ロロノア家の人々
  
 
“春まだ浅き…”
 


 実りの秋の豊かだったことを 土地におわすという神様に感謝し、山野辺の小さな村もいよいよの冬を迎えて、何とはなしに…息をひそめるように身を縮めるように、静かな趣きに包まれていたのだが。節気の中でも最もくっきりはっきりとした節目、年の初めを迎えるにあたっては。その迎春の準備に、誰もが童心に返ってか、わくわくと沸き立つ気持ちを押さえ切れないでいる様子だった。
『これから冬なのに、何で"迎春"なんだ?』
 漢字ではこう書くのよと 中学生になったばかりのお嬢ちゃんから教わったお母様。この寒いのに"春を迎える"とはまた気の早いこと。

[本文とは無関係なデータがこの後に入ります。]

PR #874, opened 2024-11-20
Connectivity manager refactoring

marcemmers:
## Describe your changes

We refactored the connectivity manager a bit. We tried to make the interface simpler by just having `connect()` and `disconnect()` calls to control the manager instead of having 4.

This way we also are able to have slightly more control over how libocpp starts (with `start_connecting`) and be able to trigger a connection using a specific network profile.

### DIFF
--- a/lib/ocpp/v201/connectivity_manager.cpp
+++ b/lib/ocpp/v201/connectivity_manager.cpp
@@ -201,6 +201,43 @@ bool ConnectivityManager::on_try_switch_network_connection_profile(const int32_t
     return true;
 }
 
+void ConnectivityManager::check_cache_for_invalid_security_profiles() {
+    const auto security_level = this->device_model.get_value<int>(ControllerComponentVariables::SecurityProfile);
+
+    if (this->last_security_level == security_level) {
+        return;
+    }
+    this->last_security_level = security_level;
+
+    auto before_slot = this->get_active_network_configuration_slot();
+
+    EVLOG_info << "Before cleanup";
+    for (auto slot: this->network_connection_priorities) {
+        EVLOG_info << "Slot " << slot << " sec level: " << this->get_network_connection_profile(slot)->securityProfile;
+    }
+
+    auto is_lower_security_level = [this, security_level](const int slot) {
+        const auto opt_profile = this->get_network_connection_profile(slot);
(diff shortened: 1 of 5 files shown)


lib/ocpp/v201/connectivity_manager.cpp
```diff
@@ -85,198 +88,141 @@ ConnectivityManager::get_network_connection_profile(const int32_t configuration_
...
-                .value_or(default_network_config_timeout_seconds);
-
-        std::future_status status = config_status.wait_for(std::chrono::seconds(config_timeout));
-
-        switch (status) {
-        case std::future_status::deferred:
-        case std::future_status::timeout: {
-            EVLOG_warning << "Timeout configuring config slot: " << config_slot_int;
+        if (std::optional<std::string> interface_address =
+                get_network_configuration_interface(configuration_slot_to_set, network_connection_profile.value());
```
Pietfried, line 189: This confused me a little bit.

`get_network_configuration_interface` makes use of the `configure_network_connection_profile_callback` but `get_network_configuration_interface` does not return the response of `configure_network_connection_profile_callback` though, it just returns an `interface_address`. So if `configure_network_connection_profile_callback` returns `{"sucess": true, interface_string: "std::nullopt"}` no connection attempt will be made although that should probably happen, just without specifying the iface.

lib/ocpp/v201/connectivity_manager.cpp
```diff
@@ -85,198 +88,141 @@ ConnectivityManager::get_network_connection_profile(const int32_t configuration_
...
+            interface_address.has_value()) {
+            connection_options->iface = interface_address;
+        } else {
             can_use_connection_profile = false;
```
Pietfried, line 193: Id prefer to add a log that mentions that the profile for this slot can not be used.

Pietfried (changes requested):
Looks good and more clean :+1: 

Just a couple of remarks where id like to see some changes.

lib/ocpp/v201/connectivity_manager.cpp
marcemmers: That is a fair point. Renamed the function a little bit and allowed it to be used with nullopt as interface.

Pietfried (approved):

PR #878, opened 2024-11-27
Feature/958 reservation all connectors reserved

maaikez:
## Describe your changes
Update status document for reservations

See other related pull requests:
https://github.com/EVerest/everest-core/pull/972
https://github.com/EVerest/everest-utils/pull/171

### DIFF
--- a/lib/ocpp/v201/charge_point_callbacks.cpp
+++ b/lib/ocpp/v201/charge_point_callbacks.cpp
@@ -75,20 +75,20 @@ bool Callbacks::all_callbacks_valid(std::shared_ptr<DeviceModel> device_model) c
                 valid = false;
             }
         }
-    }
 
-    if (valid) {
         if (device_model->get_optional_value<bool>(ControllerComponentVariables::ReservationCtrlrAvailable)
                 .value_or(false)) {
             if (!this->reserve_now_callback.has_value() or this->reserve_now_callback == nullptr) {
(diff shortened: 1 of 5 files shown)


lib/ocpp/v201/charge_point_callbacks.cpp
```diff
@@ -77,6 +77,22 @@ bool Callbacks::all_callbacks_valid(std::shared_ptr<DeviceModel> device_model) c
...
+            }
+
+            if (!this->cancel_reservation_callback.has_value() or this->cancel_reservation_callback == nullptr) {
+                EVLOG_error
+                    << "Reservation is set to 'Available' and 'Enabled' in device model, but cancel_reservation "
+                       "callback is not implemented";
+            }
+        }
+    }
+
```
Pietfried, line 95: This looks like it could be moved inside the upper `if (valid)` and it does not set the `valid` variable to false in case of the error logs

Pietfried (changes requested):

lib/ocpp/v201/charge_point_callbacks.cpp
maaikez: Ah good catch

I put it in this `if (valid)` so it will not continue if the previous were not valid. But maybe it is a good idea to have a message of all not valid callbacks instead of fixing one and getting an error about the next. So changed it accordingly as you asked indeed :).

Pietfried (approved):

PR #886, opened 2024-11-28
Add option to select multiple ocpp versions to libwebsockets and connectivity_manager

marcemmers:
## Describe your changes

We can now fill in an array in connectivity options and libwebsockets will forward that to the CSMS. The CSMS must pick a protocol and we return that to the connectivity manager and charge point.

### DIFF
--- a/include/ocpp/common/types.hpp
+++ b/include/ocpp/common/types.hpp
@@ -610,7 +610,9 @@ std::ostream& operator<<(std::ostream& os, const CertificateHashDataChain& k);
 
 enum class OcppProtocolVersion {
     v16,
-    v201
+    v201,
+    v21,
+    Unknown,
 };
 
 namespace conversions {
--- a/lib/ocpp/common/websocket/websocket_libwebsockets.cpp
+++ b/lib/ocpp/common/websocket/websocket_libwebsockets.cpp
@@ -233,7 +233,10 @@ static bool verify_csms_cn(const std::string& hostname, bool preverified, const 
 
 WebsocketLibwebsockets::WebsocketLibwebsockets(const WebsocketConnectionOptions& connection_options,
                                                std::shared_ptr<EvseSecurity> evse_security) :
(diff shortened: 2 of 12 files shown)


include/ocpp/common/types.hpp
```diff
@@ -610,7 +610,9 @@ std::ostream& operator<<(std::ostream& os, const CertificateHashDataChain& k);
 
 enum class OcppProtocolVersion {
     v16,
-    v201
+    v201,
+    v21,
+    Unknown,
```
marcemmers, line 615: I am not quite sure I like adding 'Unknown' to this list. If we don't then I would have to pass optionals through all callbacks to signify if we don't get a valid result from the CSMS.

What would you guys prefer?

Pietfried: I think it is fine to add it here

lib/ocpp/common/websocket/websocket_libwebsockets.cpp
```diff
@@ -638,6 +650,15 @@ void WebsocketLibwebsockets::client_loop() {
 
     auto& uri = this->connection_options.csms_uri;
 
+    std::string ocpp_versions;
+    for (bool first = true; auto version : this->connection_options.ocpp_versions) {
```
Pietfried, line 654: Range based for loops with initializer is only available in C++20, we are still on C++17.

marcemmers: Yeah I saw, didn't know this and my compiler just worked. I'll fix it ;)

marcemmers:
```suggestion
    bool first = true;
    for (auto version : this->connection_options.ocpp_versions) {
```

maaikez (approved):
I tested it with octt: migrate to new connection profile and change security profile. It connects fine and it also connects to another backend. So for me it looks all fine.

PR #889, opened 2024-11-28
Defer websocket connect()

Pietfried:
## Describe your changes
The `start()` function of the charge_point could be blocking until a connection timeout occured when connection the websocket for the first time. This change defers the call to the connect() function so that the start() function does not block anymore.

Additionally introduced thread_mutex protecting access to threads of libwebsockets when the ~WebsocketLibwebsockets destructor was called it attempted to acquire a lock for the connection_mutex and joins the websocket_thread . But the websocket_thread runs the client_loop that also requires the lock when calling on_conn_fail, so the client_loop which could result in a deadlock

### DIFF
--- a/lib/ocpp/v201/connectivity_manager.cpp
+++ b/lib/ocpp/v201/connectivity_manager.cpp
@@ -135,7 +135,7 @@ void ConnectivityManager::connect(std::optional<int32_t> configuration_slot_opt)
         // After the websocket gets closed a reconnect will be triggered
         this->websocket->disconnect(WebsocketCloseReason::ServiceRestart);
     } else {
-        this->try_connect_websocket();
+        this->websocket_timer.timeout([this] { this->try_connect_websocket(); }, WEBSOCKET_INIT_DELAY);
     }
 }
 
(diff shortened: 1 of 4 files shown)


lib/ocpp/v201/connectivity_manager.cpp
```diff
@@ -135,7 +135,7 @@ void ConnectivityManager::connect(std::optional<int32_t> configuration_slot_opt)
         // After the websocket gets closed a reconnect will be triggered
         this->websocket->disconnect(WebsocketCloseReason::ServiceRestart);
     } else {
-        this->try_connect_websocket();
+        this->websocket_timer.timeout([this] { this->try_connect_websocket(); }, std::chrono::seconds(0));
```
Pietfried, line 138: @marcemmers I used `std::chrono::seconds(0)` instead of `WEBSOCKET_INIT_DELAY` because the `WEBSOCKET_INIT_DELAY` was only introduced to solve an issue with OCTT tests reconnects as far as I remember.

marcemmers (approved):

lib/ocpp/v201/connectivity_manager.cpp
marcemmers: Yes I don't think there would be a point delaying there. Although I think we should probably revisit misusing a timer for this at all, that would be out of scope for this.

Pietfried:
@marcemmers please have another looks at the recent changes

Pietfried:
> @marcemmers please have another looks at the recent changes

Hi @marcemmers , we are looking into it and considering some more changes to the `WebsocketLibwebsockets` class, so you can wait with the review for this one

Pietfried:
Closed in favor of https://github.com/EVerest/libocpp/pull/896

PR #902, opened 2024-12-06
1.6: Support multiple temperature measurements

hikinggrass:

### DIFF
--- a/lib/ocpp/v16/charge_point_impl.cpp
+++ b/lib/ocpp/v16/charge_point_impl.cpp
@@ -890,16 +890,21 @@ std::optional<MeterValue> ChargePointImpl::get_latest_meter_value(int32_t connec
 
             case Measurand::Temperature: {
                 // temperature
-                const auto temperature = measurement.temperature_C;
-                if (temperature) {
+                for (const auto temperature : measurement.temperature_C) {
                     sample.unit.emplace(UnitOfMeasure::Celsius);
-                    if (temperature.value().location.has_value()) {
-                        sample.location.emplace(conversions::string_to_location(temperature.value().location.value()));
-                    } else {
-                        sample.location.emplace(Location::EV);
+                    if (temperature.location.has_value()) {
+                        try {
+                            sample.location.emplace(conversions::string_to_location(temperature.location.value()));
+                        } catch (const StringToEnumException& e) {
+                            EVLOG_warning << "Could not convert string: " << temperature.location.value()
+                                          << " to Location";
+                        }
                     }
-                    sample.value = ocpp::conversions::double_to_string(temperature.value().value);
-                } else {
+                    sample.value = ocpp::conversions::double_to_string(temperature.value);
+                    filtered_meter_value.sampledValue.push_back(sample);
+                    sample = {};
+                }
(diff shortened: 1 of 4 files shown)


lib/ocpp/v16/charge_point_impl.cpp
```diff
@@ -890,16 +890,21 @@ std::optional<MeterValue> ChargePointImpl::get_latest_meter_value(int32_t connec
...
-                    sample.value = ocpp::conversions::double_to_string(temperature.value().value);
-                } else {
+                    sample.value = ocpp::conversions::double_to_string(temperature.value);
+                    filtered_meter_value.sampledValue.push_back(sample);
+                    sample = {};
+                }
+                if (measurement.temperature_C.empty()) {
                     EVLOG_debug << "Measurement does not contain temperature_C configured measurand";
                 }
                 break;
```
Pietfried, line 910:
```suggestion
                }
                if (measurement.temperature_C.empty()) {
                    EVLOG_debug << "Measurement does not contain temperature_C configured measurand";
                }
                sample = {};
                break;
```

Pietfried (changes requested):
We should also add `Temperature` to the `SupportedMeasurands` defaults in the Internal.json schema

lib/ocpp/v16/charge_point_impl.cpp
```diff
@@ -890,16 +890,21 @@ std::optional<MeterValue> ChargePointImpl::get_latest_meter_value(int32_t connec
...
-                    if (temperature.value().location.has_value()) {
-                        sample.location.emplace(conversions::string_to_location(temperature.value().location.value()));
-                    } else {
-                        sample.location.emplace(Location::EV);
+                    if (temperature.location.has_value()) {
+                        try {
+                            sample.location.emplace(conversions::string_to_location(temperature.location.value()));
+                        } catch (const StringToEnumException& e) {
+                            EVLOG_warning << "Could not convert string: " << temperature.location.value()
+                                          << " to Location";
```
Pietfried, line 900: Id rather set this to `EVLOG_debug` since it will repeately be printed if the location cant be converted for every meter value

lib/ocpp/v16/charge_point_impl.cpp
hikinggrass: Woudn't that make it undefined what happens in the next iteration of the loop? For example we have one temperature reading with a location, followed by one without. If we only reset outside the loop we would carry the location to every sample without a location.
(btw. this whole function needs to be refactored at some point, it's become a bit large and repetitive)

hikinggrass:
> We should also add `Temperature` to the `SupportedMeasurands` defaults in the Internal.json schema

done

lib/ocpp/v16/charge_point_impl.cpp
Pietfried: Ah I see, but we need to set `context` and `format` and `measurand` for the `sample` again if we reset it with `= {}` or we could simply only do `sample.location.reset()`

hikinggrass: Ah totally missed this, changed it

Pietfried (approved):

PR #911, opened 2024-12-12
Censor write only variables logging and added a new callback to sanitize any logging that would be passed to the existing message_callback

WilcodenBesten:
## Describe your changes
1. Added DeviceModel::get_mutability so the mutability of a component variable can be checked before the value change is logged. This prevents write-only varaiables to be logged


WilcodenBesten:
The log line here: https://github.com/EVerest/libocpp/blob/main/lib/ocpp/common/websocket/websocket_libwebsockets.cpp#L996 can still leak secrets as it's not filtered. You could argue that it's debug so that's not needed, but better safe then sorry imo. 

Would love to here you're opinion on that.

include/ocpp/common/ocpp_logging.hpp
```diff
@@ -60,6 +60,7 @@ class MessageLogging {
     std::filesystem::path security_log_file;
     std::ofstream security_log_os;
     std::mutex output_file_mutex;
+    std::function<std::string(const std::string& message)> sanitize_message_callback;
```
hikinggrass, line 63: As discussed in the last WG meeting, lets drop this callback from this PR and just merge the write only variable logging changes. I'll follow up with a generic solution

hikinggrass (changes requested):

include/ocpp/common/ocpp_logging.hpp
marcemmers: I removed the sanitizing so it should be ok like this

lib/ocpp/v201/charge_point.cpp
```diff
@@ -518,6 +518,7 @@ void ChargePoint::configure_message_logging_format(const std::string& message_lo
     bool log_security = log_formats.find("security") != log_formats.npos;
     bool session_logging = log_formats.find("session_logging") != log_formats.npos;
     bool message_callback = log_formats.find("callback") != log_formats.npos;
+    std::function<std::string(const std::string& message)> sanitize_ocpp_messages_callback = nullptr;
```
hikinggrass, line 521: That's not needed anymore

marcemmers:
```suggestion
```

Yep, missed that

hikinggrass (approved):

PR #913, opened 2024-12-13
Block possibility of using a stale reference in SafeQueue

AssemblyJohn:
Fixed a possible dangling stale reference usage when using 'front' that returns a reference to the front member in the SafeQueue. The reference can be 'pop'-ed from another thread that will result in accessing stale data.

### DIFF
--- a/lib/ocpp/common/websocket/websocket_libwebsockets.cpp
+++ b/lib/ocpp/common/websocket/websocket_libwebsockets.cpp
@@ -1515,13 +1515,13 @@ void WebsocketLibwebsockets::on_conn_writable() {
 
     // Execute while we have messages that were polled
     while (true) {
-        WebsocketMessage* message = nullptr;
+        std::shared_ptr<WebsocketMessage> message;
 
         // Break if we have en empty queue
         if (message_queue.empty())
             break;
 
-        message = message_queue.front().get();
+        message = message_queue.front();
 
         if (message == nullptr) {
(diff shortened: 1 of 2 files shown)


lib/ocpp/common/websocket/websocket_libwebsockets.cpp
```diff
@@ -1515,13 +1515,13 @@ void WebsocketLibwebsockets::on_conn_writable() {
...
     while (true) {
-        WebsocketMessage* message = nullptr;
+        std::shared_ptr<WebsocketMessage> message;
 
         // Break if we have en empty queue
         if (message_queue.empty())
             break;
 
-        message = message_queue.front().get();
+        message = message_queue.front();
```
a-w50, line 1524: just use auto here and drop the line 1518

lib/ocpp/common/websocket/websocket_libwebsockets.cpp
```diff
@@ -1548,7 +1548,7 @@ void WebsocketLibwebsockets::on_conn_writable() {
         // Poll a single message
         EVLOG_debug << "Client writable, sending message part!";
 
-        WebsocketMessage* message = message_queue.front().get();
+        std::shared_ptr<WebsocketMessage> message = message_queue.front();
```
a-w50, line 1551: same here

a-w50 (approved):

Pietfried (approved):

PR #917, opened 2024-12-16
Apply validation on the Custom part on ChangeConfiguration.req

Matthias-NIDEC:
## Describe your changes
The json which is validated against the Custom profile, is used based on the config.json. Otherwise, it misses keys and throws an exception.
- [x ] I have performed a self-review of my code
- [ x] I have made corresponding changes to the documentation

### DIFF
--- a/lib/ocpp/v16/charge_point_configuration.cpp
+++ b/lib/ocpp/v16/charge_point_configuration.cpp
@@ -2953,9 +2953,9 @@ ConfigurationStatus ChargePointConfiguration::setCustomKey(CiString<50> key, CiS
 
         // validate the updated key against the schema
         Schemas schema(custom_schema);
-        json model;
-        model[key] = new_value;
-        schema.get_validator()->validate(model); // throws exception on error
+        json modelUnderTest=config["Custom"];
+        modelUnderTest[key] = new_value;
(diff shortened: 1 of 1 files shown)


lib/ocpp/v16/charge_point_configuration.cpp
```diff
@@ -2941,9 +2941,9 @@ ConfigurationStatus ChargePointConfiguration::setCustomKey(CiString<50> key, CiS
 
         // validate the updated key against the schema
         Schemas schema(custom_schema);
-        json model;
-        model[key] = new_value;
-        schema.get_validator()->validate(model); // throws exception on error
+        json modelUnderTest=config["Custom"];
+        modelUnderTest[key] = new_value;
+        schema.get_validator()->validate(modelUnderTest); // throws exception on error
```
Pietfried, line 2946:
```suggestion
        json model=config["Custom"];
        model[key] = new_value;
        schema.get_validator()->validate(model); // throws exception on error
```

Pietfried (changes requested):
Thanks, looks good! In Libocpp we use `snake_case` for variables. Please see the suggested change.

Pietfried (approved):

PR #918, opened 2024-12-16
Add interfaces and mocks for connectivity manager and ocsp updater.

maaikez:
## Describe your changes

Add interfaces and mocks for the connectivity manager and ocsp updater.

This is needed to be able to create a function block for security. 


Pietfried (changes requested):
Looks good! You can drop the `virtual` keyword in the derived classes `ConnectivityManager` and `OcspUpdater` since its inherited from the interface. This also more in line with the existing interfaces we have

Pietfried (approved):

PR #373, opened 2020-09-02
Fix Nondeterministic Corner Case in Receiver-Side Replay

daumayr:
This pull request fixes a corner case in which the receiver-side rr is not able to capture and reproduce message orderings accurately.

The problem can occur when the following conditions are met:
- a message send (M1) to a resolved promise (P1) and a promise resolution (P2) race with each other
- the resolver of P1 is performing the resolution of P2
- the actor sending M1 also sent a message M2 that is stored in P2

Under the old replay, both messages would have the same sender/receiver promise message tuple in the trace. Hence we do not capture wether M1 or M2 is processed first.

The new solution sequentially numbers all promise messages sent by an actor, and records that number in place of the id of the resolver. replay executions automatically generate the same message numbers. In combination with the sender, this allows us to uniquely identify the promise messages and accurately reorder them.

Promise resolver tracking was removed from tracing promises. 
The messageId field from Kompos tracing was reused to store message numbers.

TODO: add a testcase, do thorough testing

### DIFF
--- a/src/som/interpreter/actors/ReceivedRootNode.java
+++ b/src/som/interpreter/actors/ReceivedRootNode.java
@@ -13,7 +13,6 @@ import som.interpreter.SArguments;
 import som.interpreter.SomLanguage;
 import som.interpreter.actors.EventualMessage.PromiseMessage;
 import som.interpreter.actors.SPromise.SResolver;
-import som.interpreter.actors.SPromise.STracingPromise;
 import som.vm.VmSettings;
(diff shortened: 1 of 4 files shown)


smarr:
@daumayr do you happen to have other code related to this?

daumayr:
Sorry, I don't have code for this case, it was just something that i realized during writing. I can make you a sequence diagram if you want

PR #380, opened 2021-04-21
Fix the profiling of block activations in Dynamic Metrics

smarr:
Since we changed the block implementation to use the TruffleDSL, our stats on closure activations where incomplete.
We were missing the number of targets and activation counts.

This PR fixes the issue by collecting the statistics using a manual traversal of the DSL node structure to extract the counts from the CountingDirectCallNodes.

This is brittle and depends on the TruffleDSL not changing too much, but I suppose, there are no major changes expected.

@sophie-kaleba please review and check whether this solves your issue.


smarr:
Sigh. This was already solved in https://github.com/smarr/SOMns/pull/351 and in a better, less brittle way. Past me was clearly more alert.

PR #1385, opened 2016-05-31
Implement new condition TableHasRow(table, matcher)

jkopriva:
Current implementaion TableHasRows is not enough. Sometimes we need to wait for a specific row.

### DIFF
--- a/plugins/org.jboss.reddeer.swt/src/org/jboss/reddeer/swt/condition/TableHasRows.java
+++ b/plugins/org.jboss.reddeer.swt/src/org/jboss/reddeer/swt/condition/TableHasRows.java
@@ -7,37 +7,78 @@
  * 
  * Contributors: 
  * Red Hat, Inc. - initial API and implementation 
- ******************************************************************************/ 
+ ******************************************************************************/
 package org.jboss.reddeer.swt.condition;
 
+import java.util.ArrayList;
+import java.util.List;
+
+import org.hamcrest.Matcher;
 import org.jboss.reddeer.common.condition.AbstractWaitCondition;
 import org.jboss.reddeer.swt.api.Table;
+import org.jboss.reddeer.swt.api.TableItem;
 
 /**
  * Condition is met when table has rows.
  * 
- * @author Rastislav Wagner
+ * @author Rastislav Wagner, Josef Kopriva
  */
 public class TableHasRows extends AbstractWaitCondition {
 	private final Table table;
+	private final Matcher<?> matcher;
 
 	/**
-	 * Constructs TableHasRows wait condition.
-	 * Condition is met when table has any rows.
+	 * Constructs TableHasRows wait condition. Condition is met when table has
+	 * at least one row.
 	 * 
-	 * @param table table which should contain rows to the condition be met
+	 * @param table
+	 *            table which should contain rows to the condition be met
 	 */
 	public TableHasRows(Table table) {
+		this(table, null);
+	}
+
+	/**
+	 * Constructs TableHasRow wait condition. Condition is met when table has
+	 * at least one TableItem matched with matcher.
+	 * 
+	 * @param table
+	 *            table which should contain row to the condition be met
+	 * @param matchers
+	 *            matchers - e.g. Regexmatcher, custom matcher...
+	 */
+	public TableHasRows(Table table, Matcher<?> matcher) {
 		this.table = table;
+		this.matcher = matcher != null ? matcher : null;
+	}
+
+	/**
+	 * Search TableItems in table which are matched with matcher.
+	 * 
+	 * @return matchedItems list with matching TableItems
+	 */
+	private List<TableItem> search() {
+		List<TableItem> matchedItems = new ArrayList<TableItem>();
+
+		for (TableItem item : table.getItems()) {
+			if (this.matcher.matches(item)) {
+				matchedItems.add(item);
+			}
+		}
+		return matchedItems;
 	}
 
 	@Override
 	public boolean test() {
-		return table.rowCount() > 0;
+		if (this.table != null && this.matcher == null) {
+			return table.rowCount() > 0;
+		} else {
+			return !search().isEmpty();
+		}
 	}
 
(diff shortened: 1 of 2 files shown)


vpakan:

rawagner:
ok to test

jkopriva:
test this

plugins/org.jboss.reddeer.swt/src/org/jboss/reddeer/swt/condition/TableHasRows.java
```diff
@@ -10,30 +10,93 @@
...
+	
+	/**
+	 * Constructs TableHasRow wait condition.
+	 * Condition is met when table has specific row and value in specific column matched with matcher.
+	 * 
+	 * @param table table which should contain row to the condition be met
+	 * @param column column in which should be used matchers
+	 * @param matchers matchers - e.g. Regexmatcher, custom matcher...
+	 */
+	public TableHasRows(Table table, Integer column, Matcher<?>... matchers) {
```
apodhrad: This a bit confusing since it is not clear how the matchers are used. Is it enough to meet at least one matcher or all matchers must be met? I suggest to remove the option for specifying more matchers and allow to specify only one matcher. Users can use AndMatchers or OrMatchers (I'm not sure what are the exact names).

plugins/org.jboss.reddeer.swt/src/org/jboss/reddeer/swt/condition/TableHasRows.java
```diff
@@ -10,30 +10,93 @@
...
+				}
+			}
+		}
+		return !matchedItems.isEmpty();
 	}
 
 	@Override
 	public boolean test() {
-		return table.rowCount() > 0;
+		if(this.table!=null&&this.matchers==null&&this.column==null){
```
apodhrad: Could you add some spaces, please? I recommend to use the auto formatting in Eclipse.

plugins/org.jboss.reddeer.swt/src/org/jboss/reddeer/swt/condition/TableHasRows.java
```diff
@@ -10,30 +10,93 @@
...
+				int index = 0;
+				while (index < matchers.length && matchers[index].matches(item.getText(i))){
+					index++;
+				}
+				if (index == matchers.length){
+					matchedItems.add(item);
+				}
+			}
+		}
+		return !matchedItems.isEmpty();
```
apodhrad: What about returning the list of matched items?

rawagner:
test this

plugins/org.jboss.reddeer.swt/src/org/jboss/reddeer/swt/condition/TableHasRows.java
```diff
@@ -7,33 +7,91 @@
...
 public class TableHasRows extends AbstractWaitCondition {
 	private final Table table;
+	private final Matcher<?> matcher;
+	private final Integer column;
 
 	/**
-	 * Constructs TableHasRows wait condition.
-	 * Condition is met when table has any rows.
+	 * Constructs TableHasRows wait condition. Condition is met when table has
+	 * any rows.
```
apodhrad: Any rows (2 and more) or at least one row? I think it's the latter.

plugins/org.jboss.reddeer.swt/src/org/jboss/reddeer/swt/condition/TableHasRows.java
```diff
@@ -7,33 +7,91 @@
...
+	 * specific row and value in specific column matched with matcher.
+	 * 
+	 * @param table
+	 *            table which should contain row to the condition be met
+	 * @param column
+	 *            column in which should be used matchers
+	 * @param matchers
+	 *            matchers - e.g. Regexmatcher, custom matcher...
+	 */
+	public TableHasRows(Table table, Integer column, Matcher<?> matcher) {
```
apodhrad: We should be more specific of what kind of matcher we require. I think we require only string matchers here, am I right?

plugins/org.jboss.reddeer.swt/src/org/jboss/reddeer/swt/condition/TableHasRows.java
```diff
@@ -7,33 +7,91 @@
...
+		this.matcher = matcher != null ? matcher : null;
+		this.column = column != null ? column.intValue() : null;
+	}
+
+	private List<TableItem> search(int begin, int end) {
+		List<TableItem> matchedItems = new ArrayList<TableItem>();
+
+		for (TableItem item : table.getItems()) {
+			for (int i = begin; i < end; i++) {
+				if (matcher.matches(item.getText(i))) {
```
rawagner: I suggest using matcher.matches(item) (dont match just item's text, but whole item)

plugins/org.jboss.reddeer.swt/src/org/jboss/reddeer/swt/condition/TableHasRows.java
rawagner: i think we shouldn't restrain ourselves to only string matchers.  See my comment below

plugins/org.jboss.reddeer.swt/src/org/jboss/reddeer/swt/condition/TableHasRows.java
apodhrad: In general, this will be a better solution. But in this case it is not necessary. Just out of curiosity, is there any item matcher without matching a text of the the item?

rawagner: you could define specific column to match..not just any

apodhrad: So, we should restrict the matcher to Item.

rawagner:
test this

PR #1379, opened 2016-06-01
Improve exception message in ComboHandler

odockal:
The method setSelection(final Combo combo, final String text) throws only "Nonexisted item in combo was requested". Extend this message by the requested combo text.


rawagner:
retest this

PR #1390, opened 2016-06-14
Screenshots are not created for requirements

mlabuda:
If requirement throw subclass of RuntimeError, screenshot is done. Otherwise not, what causing issues when throwing e.g. AssertionError


rawagner:
test this

rawagner:
test this

PR #1408, opened 2016-07-12
Added new method to TextEditor (fix #1405)

### LINKED ISSUE #1405: New method in TextEditor class that returns line number of searched text
Add implementation of new method for class TextEditor that would take one input String parameter text, searches concrete editor for given text and returns int value of line where the first occurrence was found. If it is not found, -1 is returned instead.

odockal:


plugins/org.jboss.reddeer.core/src/org/jboss/reddeer/core/handler/TextEditorHandler.java
```diff
@@ -182,6 +182,30 @@ public String run() {
     }
 
     /**
+     * Returns line number of first occurrence of given text.
+     *  
+     * @param editor editor to handle
+     * @param text text to find
+     * @return line number of text found, -1 otherwise
+     */    
+    public int getLineOfText(final ITextEditor editor, final String text) {
```
rawagner: Can you also implement getLineOfTest(editor,text,testIndex) ?

odockal:
New PR with #1410 was created. Closing this one.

何かの間違いじゃないのかとご亭主に訊けば、
『今は太陽の巡りが基準になってる暦だが、昔の暦は月の動きで計算されててな。それでそっちの暦だと年の始まりが、今の2月の中頃だったんだそうだ。』
 厳寒期の真っ只中ではあるけれど、そこまで過ごせば春もすぐそこだ。そんな風に、年の初めは春の初めでもあったその名残りから、新しい年を迎えるって事を"迎春"っていうんだよと。それは落ち着いた声音でもって、きちんと説明してくれた師範殿へ。普段から武道にしか頭を使っとらんのではなかろうかと、一番に思い込んでた奥方は、
おいおい
『ほえぇ〜〜〜っ、ゾロ凄げぇ。』
 すっかり感心した声を出して見せたものだった。………実を言えば、師範殿もつい最近まで"何でだろうな"と不思議に思っていたらしく。何かの折に、隣村に住まう大師範にこっそりと聞いておいたらしいのが"コトの真相"なのではあったが、
『お父さん、凄いっvv
 何はなくとも"お父さんフリーク"なお嬢ちゃまが、娘らしい面立ちになりつつあるその頬を、ほのかな薔薇色に染めて尊敬の眼差しを向けたのは、言うまでもないことであった。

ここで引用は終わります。